Go through the data below. Pull out every line that has the word "IncompleteExp".

• Listed entries:
══════════

PR #497, opened 2019-10-11
NEW: Expose plugin level importable types set through sdk

Oddant1:
Exposes plugin level list (set technically) of importable types for easy access in coming changes to docs/cli/artifact API. I can make this happen with formats as well on this or another branch.

### DIFF
--- a/qiime2/plugin/plugin.py
+++ b/qiime2/plugin/plugin.py
@@ -207,8 +207,8 @@ class Plugin:
             format=artifact_format, plugin=self)
 
         self.type_formats.append(record)
-        for type in record.type_expression:
-            self.importable_types.add(type)
+        for type_ in record.type_expression:
+            self.importable_types.add(type_)
 
 
 class PluginActions(dict):
--- a/qiime2/plugin/plugin.py
+++ b/qiime2/plugin/plugin.py
@@ -70,6 +70,7 @@ class Plugin:
         self.types = {}
         self.transformers = {}
         self.type_formats = []
+        self.importable_types = set()
 
     @property
     def actions(self):
@@ -201,9 +202,13 @@ class Plugin:
                 raise ValueError("%r has a predicate, differentiating format"
                                  " on predicate is not supported.")
 
-        self.type_formats.append(TypeFormatRecord(
+        record = TypeFormatRecord(
             type_expression=semantic_type,
-            format=artifact_format, plugin=self))
+            format=artifact_format, plugin=self)
+
+        self.type_formats.append(record)
+        for type in record.type_expression:
+            self.importable_types.add(type)
 
 
 class PluginActions(dict):
--- a/qiime2/plugin/plugin.py
+++ b/qiime2/plugin/plugin.py
@@ -22,7 +22,7 @@ TransformerRecord = collections.namedtuple(
 SemanticTypeRecord = collections.namedtuple(
     'SemanticTypeRecord', ['semantic_type', 'plugin'])
 SemanticTypeFragmentRecord = collections.namedtuple(
-    'SemanticTypeRecord', ['semantic_type', 'plugin'])
+    'SemanticTypeRecord', ['fragment', 'plugin'])
 FormatRecord = collections.namedtuple('FormatRecord', ['format', 'plugin'])
 ViewRecord = collections.namedtuple(
     'ViewRecord', ['name', 'view', 'plugin', 'citations'])
@@ -184,7 +184,7 @@ class Plugin:
                 raise ValueError("%r is not a semantic type symbol."
                                  % type_fragment)
 
-            if type_fragment.name in self.types:
+            if type_fragment.name in self.type_fragments:
                 raise ValueError("Duplicate semantic type symbol %r."
                                  % type_fragment)
 
--- a/qiime2/plugin/plugin.py
+++ b/qiime2/plugin/plugin.py
@@ -21,6 +21,8 @@ TransformerRecord = collections.namedtuple(
     'TransformerRecord', ['transformer', 'plugin', 'citations'])
 SemanticTypeRecord = collections.namedtuple(
     'SemanticTypeRecord', ['semantic_type', 'plugin'])
+SemanticTypeFragmentRecord = collections.namedtuple(
+    'SemanticTypeRecord', ['semantic_type', 'plugin'])
 FormatRecord = collections.namedtuple('FormatRecord', ['format', 'plugin'])
 ViewRecord = collections.namedtuple(
     'ViewRecord', ['name', 'view', 'plugin', 'citations'])
@@ -67,7 +69,7 @@ class Plugin:
 
         self.formats = {}
         self.views = {}
-        self.types = {}
+        self.type_fragments = {}
         self.transformers = {}
         self.type_formats = []
         self.importable_types = set()
@@ -171,23 +173,24 @@ class Plugin:
             # Apply the decorator as we were applied with a single function
             return decorator(_fn)
 
-    def register_semantic_types(self, *semantic_types):
-        for semantic_type in semantic_types:
-            if not is_semantic_type(semantic_type):
-                raise TypeError("%r is not a semantic type." % semantic_type)
+    def register_semantic_type_fragments(self, *semantic_type_fragments):
+        for type_fragment in semantic_type_fragments:
+            if not is_semantic_type(type_fragment):
+                raise TypeError("%r is not a semantic type." % type_fragment)
 
-            if not (isinstance(semantic_type, grammar.IncompleteExp) or
-                    (semantic_type.is_concrete() and
-                    not semantic_type.fields)):
+            if not (isinstance(type_fragment, grammar.IncompleteExp) or
+                    (type_fragment.is_concrete() and
+                    not type_fragment.fields)):
                 raise ValueError("%r is not a semantic type symbol."
-                                 % semantic_type)
+                                 % type_fragment)
 
-            if semantic_type.name in self.types:
+            if type_fragment.name in self.types:
                 raise ValueError("Duplicate semantic type symbol %r."
-                                 % semantic_type)
+                                 % type_fragment)
 
-            self.types[semantic_type.name] = SemanticTypeRecord(
-                semantic_type=semantic_type, plugin=self)
+            self.type_fragments[type_fragment.name] = \
+                SemanticTypeFragmentRecord(
+                    fragment=type_fragment, plugin=self)
 
     def register_semantic_type_to_format(self, semantic_type, artifact_format):
         if not issubclass(artifact_format, DirectoryFormat):
--- a/qiime2/plugin/plugin.py
+++ b/qiime2/plugin/plugin.py
@@ -72,7 +72,7 @@ class Plugin:
         self.type_fragments = {}
         self.transformers = {}
         self.type_formats = []
-        self.importable_types = set()
+        self.types = set()
 
     @property
     def actions(self):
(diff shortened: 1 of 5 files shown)


qiime2/plugin/plugin.py
```diff
@@ -201,9 +202,13 @@ def register_semantic_type_to_format(self, semantic_type, artifact_format):
...
 
-        self.type_formats.append(TypeFormatRecord(
+        record = TypeFormatRecord(
             type_expression=semantic_type,
-            format=artifact_format, plugin=self))
+            format=artifact_format, plugin=self)
+
+        self.type_formats.append(record)
+        for type in record.type_expression:
+            self.importable_types.add(type)
```
thermokarst: `type` -> `type_`

Oddant1:
https://github.com/qiime2/qiime2/pull/497/commits/b99fc68e3cf6f7d050d6e79f17bec29653260ad4 breaks a significant number of tests due to changes in the names of properties

qiime2/plugin/plugin.py
```diff
@@ -67,9 +69,10 @@ def __init__(self, name, version, website, package, citation_text=None,
 
         self.formats = {}
         self.views = {}
-        self.types = {}
+        self.type_fragments = {}
         self.transformers = {}
         self.type_formats = []
+        self.importable_types = set()
```
thermokarst: Please rename:

```suggestion
        self.types = set()
```

:pineapple:

qiime2/plugin/plugin.py
```diff
@@ -170,23 +173,24 @@ def decorator(transformer):
             # Apply the decorator as we were applied with a single function
             return decorator(_fn)
 
-    def register_semantic_types(self, *semantic_types):
-        for semantic_type in semantic_types:
-            if not is_semantic_type(semantic_type):
-                raise TypeError("%r is not a semantic type." % semantic_type)
+    def register_semantic_type_fragments(self, *semantic_type_fragments):
```
thermokarst: Please find and replace globally across the entire framework:

`s/register_semantic_types/register_semantic_type_fragments/g`

This rename is at least part of what is causing travis to fail at the moment. You should be able to verify by running the tests locally. :baggage_claim:

qiime2/plugin/plugin.py
```diff
@@ -201,9 +205,13 @@ def register_semantic_type_to_format(self, semantic_type, artifact_format):
...
 
-        self.type_formats.append(TypeFormatRecord(
+        record = TypeFormatRecord(
             type_expression=semantic_type,
-            format=artifact_format, plugin=self))
+            format=artifact_format, plugin=self)
+
+        self.type_formats.append(record)
+        for type_ in record.type_expression:
+            self.importable_types.add(type_)
```
thermokarst: Don't forget to update this when you rename `importable_types` to `types`! Also, instead of adding the type to this property, how about you create and add a `SemanticTypeRecord`, instead (I will explain more detail below, in `plugin_manage.py`).

qiime2/sdk/plugin_manager.py
```diff
@@ -52,6 +52,7 @@ def _init(self):
         self.formats = {}
         self.views = {}
         self.type_formats = []
+        self.importable_types = set()
```
thermokarst: Please rename and change the data type:

```suggestion
        self.types = {}
```

:mount_fuji:

qiime2/sdk/plugin_manager.py
```diff
@@ -100,11 +101,28 @@ def _integrate_plugin(self, plugin):
 
             self.formats[name] = record
         self.type_formats.extend(plugin.type_formats)
+        self.importable_types.update(plugin.importable_types)
```
thermokarst: Don't forget to update to the new datatype. Let's use the `plugin.name` value as the key (although I am open to other ideas, like using the plugin object outright, instead).

```suggestion
        self.types[plugin.name] = plugin.types
```

qiime2/sdk/plugin_manager.py
```diff
@@ -100,11 +101,28 @@ def _integrate_plugin(self, plugin):
...
 
     # TODO: Should plugin loading be transactional? i.e. if there's
     # something wrong, the entire plugin fails to load any piece, like a
     # databases rollback/commit
 
+    @property
```
thermokarst: `get_semantic_types` should be a method (a callable function on an instance of `PluginManager`, not a property. Please remove this!

qiime2/sdk/plugin_manager.py
```diff
@@ -100,11 +101,28 @@ def _integrate_plugin(self, plugin):
...
+    def get_semantic_types(self, *, plugin=None):
+        from qiime2.plugin import SemanticTypeRecord
+
+        types = set()
+
+        plugins = [plugin] if plugin else self.plugins
+
+        for plugin in plugins:
+            for name, record in plugin.type_fragments.items():
```
thermokarst: Please refactor this to grab the `SemanticTypeRecord`s directly off of the plugin manager's `self.types` property. Since we discussed pushing this logic into `plugin.py` above, the records will already be created and ready for use by the time you get here. Please let me know if you need any clarification!

:electric_plug:

Oddant1:
https://github.com/qiime2/qiime2/pull/497/commits/65b9821d106df35c641c6cfb200b3038a42fc041 of course, I fix the tests and Travis decides it wants to not work and fail anyway :laughing:

qiime2/plugin/plugin.py
```diff
@@ -67,9 +69,10 @@ def __init__(self, name, version, website, package, citation_text=None,
 
         self.formats = {}
         self.views = {}
-        self.types = {}
+        self.type_fragments = {}
         self.transformers = {}
         self.type_formats = []
+        self.types = set()
```
ChrisKeefe: This is a set, because a type may be registered to more than one format, but these types should not be duplicated in our collection?

qiime2/plugin/plugin.py
```diff
@@ -201,9 +205,14 @@ def register_semantic_type_to_format(self, semantic_type, artifact_format):
...
                                  " on predicate is not supported.")
 
-        self.type_formats.append(TypeFormatRecord(
+        record = TypeFormatRecord(
             type_expression=semantic_type,
-            format=artifact_format, plugin=self))
+            format=artifact_format, plugin=self)
+
+        self.type_formats.append(record)
+        for type_ in record.type_expression:
```
ChrisKeefe: When we iterate over record.type_expression, we are stepping through a "semantic type". Does this mean each iteration is a type fragment? If so, is it appropriate to add these to `self.types` instead of `self.type_fragments`? 

If we're stepping over the `semantic_type` itself, is iteration necessary at all?

qiime2/plugin/plugin.py
Oddant1: I believe that is the idea behind it being a set yes.

qiime2/plugin/plugin.py
Oddant1: They are being added to self.types, for each fragment in the type_expression we construct a `SemanticTypeRecord` of the full type. . . Or something like that. I'm a bit fuzzy on it honestly, but that seems to be what's happening and is definitely the intent.

qiime2/plugin/plugin.py
thermokarst: Formats don't factor in here. I believe we suggested a set here to indicate that there is no order to the collection, we are less concerned with uniqueness.

qiime2/plugin/plugin.py
ChrisKeefe: I must be misunderstanding something here. If each `type_` we iterate over is a fragment, won't passing `type_` to `SemanticTypeRecord()` create records of type _fragments_, which we are then putting in `self.types`?

Oddant1: That's the part that I don't really understand

Oddant1: Correction, now that I actually look at where this actually is, `TypeFormatRecord` associates a full type with its canonical format. So `type_` is a full type expression at this point.

ChrisKeefe: Sorry if I'm completely missing the boat here. Is it possible for `record.type_expression` to hold more than one "full type expression"? If not, why are we iterating over it?

thermokarst:
> I don't love that PluginManager now has types and semantic_types attributes. Is there a better way to differentiate the two collections?

I agree - I would rather see a mirroring of what has been done in `Plugin` - `types` and `type_fragments`.

qiime2/plugin/plugin.py
thermokarst: > Is it possible for `record.type_expression` to hold more than one "full type expression"?

Yes. For example, this type expression can be [found in the wild](https://github.com/qiime2/q2-types/blob/22aa622f311881459373b9286b6adf526d7ef5df/q2_types/feature_table/_type.py#L38-L43): `FeatureTable[Frequency | RelativeFrequency | PresenceAbsence | Balance | Composition | PercentileNormalized]`

A MWE:

```python
import qiime2
from q2_types.feature_table import FeatureTable, Frequency, RelativeFrequency, PresenceAbsence

exp = FeatureTable[Frequency | RelativeFrequency | PresenceAbsence]
for type_ in exp:
    print(type_)
```

```
FeatureTable[Frequency]
FeatureTable[RelativeFrequency]
FeatureTable[PresenceAbsence]
```

Also, I just want to point out, @Oddant1 didn't add this loop, he moved it from the `PluginManager` (not that it really matters, I just want to clarify that this code didn't appear out of thin air).

ChrisKeefe: Thanks for the example, @thermokarst!

Oddant1:
> Right now there are `types` and `semantic_type_fragments` properties on `PluginManager` - I would like to see this mirror what he has done in `Plugin` - `types` and `type_fragments`.

Mirror in what way?

thermokarst:
Rename these properties to _match_ those on `Plugin`: `PluginManager.types` & `PluginManager.type_fragments` instead of what you currently have `PluginManager.types` & `PluginManager.semantic_type_fragments`.

qiime2/plugin/plugin.py
```diff
@@ -173,8 +173,8 @@ def decorator(transformer):
             # Apply the decorator as we were applied with a single function
             return decorator(_fn)
 
-    def register_semantic_type_fragments(self, *semantic_type_fragments):
-        for type_fragment in semantic_type_fragments:
+    def register_type_fragments(self, *type_fragments):
```
thermokarst: I don't think I am ready to deal with renaming this public API, please revert the method name to `register_semantic_types`.

qiime2/plugin/plugin.py
```diff
@@ -173,7 +173,7 @@ def decorator(transformer):
             # Apply the decorator as we were applied with a single function
             return decorator(_fn)
 
-    def register_type_fragments(self, *type_fragments):
+    def register_semantic_type_fragments(self, *type_fragments):
```
thermokarst: Please carefully re-read my request from before: https://github.com/qiime2/qiime2/pull/497#discussion_r336539448

qiime2/plugin/tests/test_plugin.py
```diff
@@ -151,7 +151,7 @@ def test_pipelines(self):
     # TODO test registration of directory formats.
 
     def test_types(self):
```
thermokarst: Please rename:

```suggestion
    def test_type_fragments(self):
```

Also, please add tests for `plugin.types` (if you need some ideas on how to go about this please let me know - for now, I would suggest trying to implement a test similar to the one described on L153).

══════════

• Your response:
-            if not (isinstance(semantic_type, grammar.IncompleteExp) or
+            if not (isinstance(type_fragment, grammar.IncompleteExp) or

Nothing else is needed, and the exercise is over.